**The problem**
Search the entries for lines that contain the word "believe", and report each one found.

Data to process Start Marker

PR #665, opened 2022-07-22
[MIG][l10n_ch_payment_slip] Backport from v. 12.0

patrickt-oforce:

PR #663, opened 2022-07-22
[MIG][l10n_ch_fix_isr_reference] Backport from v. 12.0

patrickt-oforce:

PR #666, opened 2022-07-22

Data to process End Marker
Data to process Start Marker

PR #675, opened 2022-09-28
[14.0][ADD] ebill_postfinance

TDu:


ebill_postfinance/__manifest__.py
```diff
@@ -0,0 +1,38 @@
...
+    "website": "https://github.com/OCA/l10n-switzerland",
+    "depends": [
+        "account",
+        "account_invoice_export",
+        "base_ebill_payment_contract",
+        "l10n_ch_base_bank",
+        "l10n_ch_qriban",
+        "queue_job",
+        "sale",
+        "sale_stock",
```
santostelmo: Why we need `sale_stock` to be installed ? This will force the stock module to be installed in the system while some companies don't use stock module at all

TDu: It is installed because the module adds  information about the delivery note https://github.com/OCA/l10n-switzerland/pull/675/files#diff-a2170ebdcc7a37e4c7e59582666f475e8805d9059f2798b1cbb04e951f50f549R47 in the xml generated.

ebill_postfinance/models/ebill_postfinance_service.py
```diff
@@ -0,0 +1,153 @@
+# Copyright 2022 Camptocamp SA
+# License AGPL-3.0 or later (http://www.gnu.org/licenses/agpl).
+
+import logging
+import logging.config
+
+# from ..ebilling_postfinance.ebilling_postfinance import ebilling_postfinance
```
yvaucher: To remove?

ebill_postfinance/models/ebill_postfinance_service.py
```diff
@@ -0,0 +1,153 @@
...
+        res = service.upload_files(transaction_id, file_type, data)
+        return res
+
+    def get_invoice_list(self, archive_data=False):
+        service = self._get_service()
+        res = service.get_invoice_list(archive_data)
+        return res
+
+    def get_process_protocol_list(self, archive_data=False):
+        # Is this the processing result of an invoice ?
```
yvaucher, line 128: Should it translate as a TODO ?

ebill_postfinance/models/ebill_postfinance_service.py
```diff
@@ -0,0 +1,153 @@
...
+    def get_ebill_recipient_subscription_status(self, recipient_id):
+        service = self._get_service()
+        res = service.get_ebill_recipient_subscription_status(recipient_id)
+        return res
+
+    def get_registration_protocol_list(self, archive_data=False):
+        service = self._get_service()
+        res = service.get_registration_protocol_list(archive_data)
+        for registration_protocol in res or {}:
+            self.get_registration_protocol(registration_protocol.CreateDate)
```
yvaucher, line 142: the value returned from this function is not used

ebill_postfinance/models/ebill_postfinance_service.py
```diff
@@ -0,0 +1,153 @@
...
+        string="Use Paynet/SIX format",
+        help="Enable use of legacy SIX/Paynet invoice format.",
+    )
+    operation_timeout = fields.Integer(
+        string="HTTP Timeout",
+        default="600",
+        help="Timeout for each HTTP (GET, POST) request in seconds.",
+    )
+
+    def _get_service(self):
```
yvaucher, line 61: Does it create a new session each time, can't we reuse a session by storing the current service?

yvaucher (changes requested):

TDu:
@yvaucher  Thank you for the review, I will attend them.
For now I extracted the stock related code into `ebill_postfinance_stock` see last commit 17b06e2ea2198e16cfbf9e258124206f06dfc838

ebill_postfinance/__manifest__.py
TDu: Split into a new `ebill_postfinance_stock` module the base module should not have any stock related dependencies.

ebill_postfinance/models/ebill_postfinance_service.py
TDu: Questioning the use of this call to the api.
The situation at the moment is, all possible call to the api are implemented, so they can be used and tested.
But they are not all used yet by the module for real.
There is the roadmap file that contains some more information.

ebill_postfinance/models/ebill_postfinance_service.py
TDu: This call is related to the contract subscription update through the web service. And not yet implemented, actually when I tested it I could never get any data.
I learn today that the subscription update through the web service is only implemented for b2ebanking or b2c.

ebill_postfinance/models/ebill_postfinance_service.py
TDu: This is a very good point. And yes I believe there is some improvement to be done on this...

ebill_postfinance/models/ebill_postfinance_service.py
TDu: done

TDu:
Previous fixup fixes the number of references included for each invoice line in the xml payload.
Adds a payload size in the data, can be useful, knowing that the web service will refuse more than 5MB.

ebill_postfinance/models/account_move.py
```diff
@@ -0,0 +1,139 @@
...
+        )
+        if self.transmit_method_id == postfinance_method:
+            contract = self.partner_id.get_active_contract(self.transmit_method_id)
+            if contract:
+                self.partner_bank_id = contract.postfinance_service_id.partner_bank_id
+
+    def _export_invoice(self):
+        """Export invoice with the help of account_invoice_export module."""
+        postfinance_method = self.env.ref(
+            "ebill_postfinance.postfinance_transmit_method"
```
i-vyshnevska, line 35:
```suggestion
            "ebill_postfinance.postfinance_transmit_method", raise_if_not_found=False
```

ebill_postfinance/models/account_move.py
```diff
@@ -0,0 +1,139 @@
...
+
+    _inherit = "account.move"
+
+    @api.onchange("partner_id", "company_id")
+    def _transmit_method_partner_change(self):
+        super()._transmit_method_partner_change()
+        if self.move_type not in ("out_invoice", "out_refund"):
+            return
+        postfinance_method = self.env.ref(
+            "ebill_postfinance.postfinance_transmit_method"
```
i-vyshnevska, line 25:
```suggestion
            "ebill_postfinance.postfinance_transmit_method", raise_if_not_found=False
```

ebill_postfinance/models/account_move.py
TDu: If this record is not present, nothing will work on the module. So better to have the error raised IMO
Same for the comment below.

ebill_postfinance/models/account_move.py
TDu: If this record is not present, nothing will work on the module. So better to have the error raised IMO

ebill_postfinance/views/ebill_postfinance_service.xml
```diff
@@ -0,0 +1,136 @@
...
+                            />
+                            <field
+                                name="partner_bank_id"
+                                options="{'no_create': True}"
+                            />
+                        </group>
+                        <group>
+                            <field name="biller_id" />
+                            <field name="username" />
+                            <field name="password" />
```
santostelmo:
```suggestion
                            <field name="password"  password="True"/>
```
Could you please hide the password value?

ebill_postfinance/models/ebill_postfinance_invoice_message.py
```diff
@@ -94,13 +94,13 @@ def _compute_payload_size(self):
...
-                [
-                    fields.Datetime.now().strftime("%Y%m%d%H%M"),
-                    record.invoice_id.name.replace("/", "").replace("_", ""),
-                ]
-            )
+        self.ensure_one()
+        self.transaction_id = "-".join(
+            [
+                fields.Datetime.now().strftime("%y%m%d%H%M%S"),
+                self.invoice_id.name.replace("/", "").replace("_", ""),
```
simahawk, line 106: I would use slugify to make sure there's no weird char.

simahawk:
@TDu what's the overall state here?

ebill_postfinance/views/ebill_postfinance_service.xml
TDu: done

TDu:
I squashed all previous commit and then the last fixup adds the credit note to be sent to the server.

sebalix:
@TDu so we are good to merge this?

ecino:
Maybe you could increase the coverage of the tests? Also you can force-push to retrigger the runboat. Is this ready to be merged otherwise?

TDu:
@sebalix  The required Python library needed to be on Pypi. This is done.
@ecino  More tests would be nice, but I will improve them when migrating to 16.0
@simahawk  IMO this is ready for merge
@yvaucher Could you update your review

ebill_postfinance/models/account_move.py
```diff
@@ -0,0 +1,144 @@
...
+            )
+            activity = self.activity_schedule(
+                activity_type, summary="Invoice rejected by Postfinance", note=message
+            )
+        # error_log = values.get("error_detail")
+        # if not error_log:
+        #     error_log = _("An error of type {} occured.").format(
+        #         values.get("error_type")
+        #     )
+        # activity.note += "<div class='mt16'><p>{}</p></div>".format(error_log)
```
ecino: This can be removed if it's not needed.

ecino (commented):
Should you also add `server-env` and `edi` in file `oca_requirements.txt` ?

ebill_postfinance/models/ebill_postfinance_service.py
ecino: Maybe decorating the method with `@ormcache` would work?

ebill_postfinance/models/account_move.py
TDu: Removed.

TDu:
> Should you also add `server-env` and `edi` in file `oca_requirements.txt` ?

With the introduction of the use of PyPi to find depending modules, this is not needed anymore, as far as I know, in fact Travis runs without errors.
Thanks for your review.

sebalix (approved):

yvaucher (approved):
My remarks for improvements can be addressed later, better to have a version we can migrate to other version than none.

Data to process End Marker
Data to process Start Marker

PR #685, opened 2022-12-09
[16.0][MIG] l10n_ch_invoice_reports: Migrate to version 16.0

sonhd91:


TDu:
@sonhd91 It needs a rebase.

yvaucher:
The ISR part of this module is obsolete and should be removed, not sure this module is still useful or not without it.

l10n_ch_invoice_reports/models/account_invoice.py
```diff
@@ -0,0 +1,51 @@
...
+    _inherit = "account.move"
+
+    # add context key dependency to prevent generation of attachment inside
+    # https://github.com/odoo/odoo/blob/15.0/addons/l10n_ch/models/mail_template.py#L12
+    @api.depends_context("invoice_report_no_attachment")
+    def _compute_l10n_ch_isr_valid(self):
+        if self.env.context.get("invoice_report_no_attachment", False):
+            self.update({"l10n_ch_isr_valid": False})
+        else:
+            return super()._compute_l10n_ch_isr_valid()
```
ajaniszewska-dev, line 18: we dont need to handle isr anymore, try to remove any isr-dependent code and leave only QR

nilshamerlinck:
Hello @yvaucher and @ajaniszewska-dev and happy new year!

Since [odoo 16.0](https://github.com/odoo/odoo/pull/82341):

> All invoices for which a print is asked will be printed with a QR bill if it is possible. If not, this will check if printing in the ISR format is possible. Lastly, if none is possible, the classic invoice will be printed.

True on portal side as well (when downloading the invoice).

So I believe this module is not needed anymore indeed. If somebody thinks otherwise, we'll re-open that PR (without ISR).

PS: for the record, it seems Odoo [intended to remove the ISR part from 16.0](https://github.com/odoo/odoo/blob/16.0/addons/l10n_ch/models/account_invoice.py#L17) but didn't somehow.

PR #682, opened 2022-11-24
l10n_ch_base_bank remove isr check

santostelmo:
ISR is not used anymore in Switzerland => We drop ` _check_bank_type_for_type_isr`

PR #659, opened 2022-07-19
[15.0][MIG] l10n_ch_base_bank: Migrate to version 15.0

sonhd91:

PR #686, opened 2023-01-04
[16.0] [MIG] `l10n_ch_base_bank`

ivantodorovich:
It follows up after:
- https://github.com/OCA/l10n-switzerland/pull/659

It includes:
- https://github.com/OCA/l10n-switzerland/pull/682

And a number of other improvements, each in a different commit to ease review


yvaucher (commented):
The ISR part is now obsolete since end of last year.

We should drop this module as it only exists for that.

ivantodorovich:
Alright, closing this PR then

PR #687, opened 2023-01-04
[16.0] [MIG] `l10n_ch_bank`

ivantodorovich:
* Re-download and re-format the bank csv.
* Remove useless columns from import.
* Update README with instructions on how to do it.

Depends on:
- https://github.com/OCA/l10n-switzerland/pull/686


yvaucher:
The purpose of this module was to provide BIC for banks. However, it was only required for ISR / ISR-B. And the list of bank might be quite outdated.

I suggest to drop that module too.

Data to process End Marker

**Reply**
TDu: This is a very good point. And yes I believe there is some improvement to be done on this...
So I believe this module is not needed anymore indeed. If somebody thinks otherwise, we'll re-open that PR (without ISR).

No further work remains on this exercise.